Conclusion 3: red meat had no effect on plasma lipids and the excess calories consumed in the red meat group (mostly from saturated fat and protein) didn’t cause weight gain.

Partial substitution of carbohydrate intake with protein intake from lean red meat lowers blood pressure in hypertensive persons   (Hodgson et al., 2006 AJCN)

randomized intervention study: 2 oz./d red meat vs. starchy carbs for 8 weeks

Conclusion 4: red meat lowered blood pressure and the excess calories consumed in the red meat group (mostly from saturated fat and protein) didn’t cause weight gain.

Increased lean red meat intake does not elevate markers of oxidative stress and inflammation in humans (Hodgson et al., 2007 AJCN)

randomized intervention study: 8 oz./d of red meat vs. carbs for 8 weeks

Subjects were instructed to eat their red meat in place of carb-rich foods such as bread, pasta, rice, potatoes, and breakfast cereals.
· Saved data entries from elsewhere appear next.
PR #1689, opened 2025-10-31
Make sure fast grid scan parameters are applied

DominicOram:
Part of https://github.com/DiamondLightSource/mx-bluesky/issues/1360

The fast grid scan parameters get rounded on the readback value so we need to check that they get set with a tolerance. Additionally, sets the parameters on the gridscan asynchronously.

1. Confirm tests pass

### Checks for reviewer


DominicOram:
Tests fixed in https://github.com/DiamondLightSource/dodal/pull/1693

src/dodal/devices/fast_grid_scan.py
```diff
@@ -307,13 +309,24 @@ async def prepare(self, value: ParamType):
...
 
         LOGGER.info("Applying gridscan parameters...")
+
         # Create arguments for bps.mv
         for key, signal in self._movable_params.items():
             param_value = value.__dict__[key]
-            set_statuses.append(await set_and_wait_for_value(signal, param_value))  # type: ignore
+
+            matcher = partial(isclose, param_value, abs_tol=0.001)
+            matcher.__name__ = "does_parameter_match"  # type: ignore # Remove when https://github.com/bluesky/ophyd-async/pull/1123 deployed
```
rtuck99: Looks like this is now merged so can remove

PR #1690, opened 2025-11-03
Add wrapped plan stubs to init

EmsArnold:
Part of #1498

1. Do thing x
2. Confirm thing y happens

### Checks for reviewer


src/dodal/plan_stubs/__init__.py
```diff
@@ -0,0 +1,3 @@
+from .wrapped import move, move_relative, set_absolute, set_relative, sleep, wait
+
+__all__ = ["set_absolute", "set_relative", "move", "move_relative", "sleep", "wait"]
```
tpoliaw: nit: Could the order here match the order in the imports to make it obvious everything is included?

Conclusion 5: Biomarkers of oxidative stress (F2 isoprostanes and GGT) and inflammation (CRP and SAA) were reduced in the red meat group.

In sum:

WRT plasma lipids: red meat improved some and had no effect on others

WRT inflammation: red meat had no effect on thromboxane and prostacyclin, and decreased CRP and SAA

WRT oxidative stress: red meat reduced F2 isoprostanes and GGT

WRT energy balance: the excess calories from red meat didn’t cause weight gain.  This was the most consistent finding in all of the above studies and may be at least partially explained by the findings of the recent protein overfeeding study by George Bray and colleagues who showed, in brief, that excess protein had no impact on fat mass and actually increased lean mass.  So if you’re worried that fatty red meat might make you fat, don’t be.

The key to these 5 studies is that they are randomized intervention trials.  It’s not simply looking at what healthy people eat, but rather what happens when one specific dietary component is changed in all kinds of random people.  In other words, it’s what would happen in the real world if you made this dietary change.  And red meat consistently improved a variety of health parameters.

I suspect when the value of intervention trials is realized and fully appreciated, the habits of health conscious people will change.  Until then, we’ll just have to take the media’s reporting of nutrition studies with a grain of salt.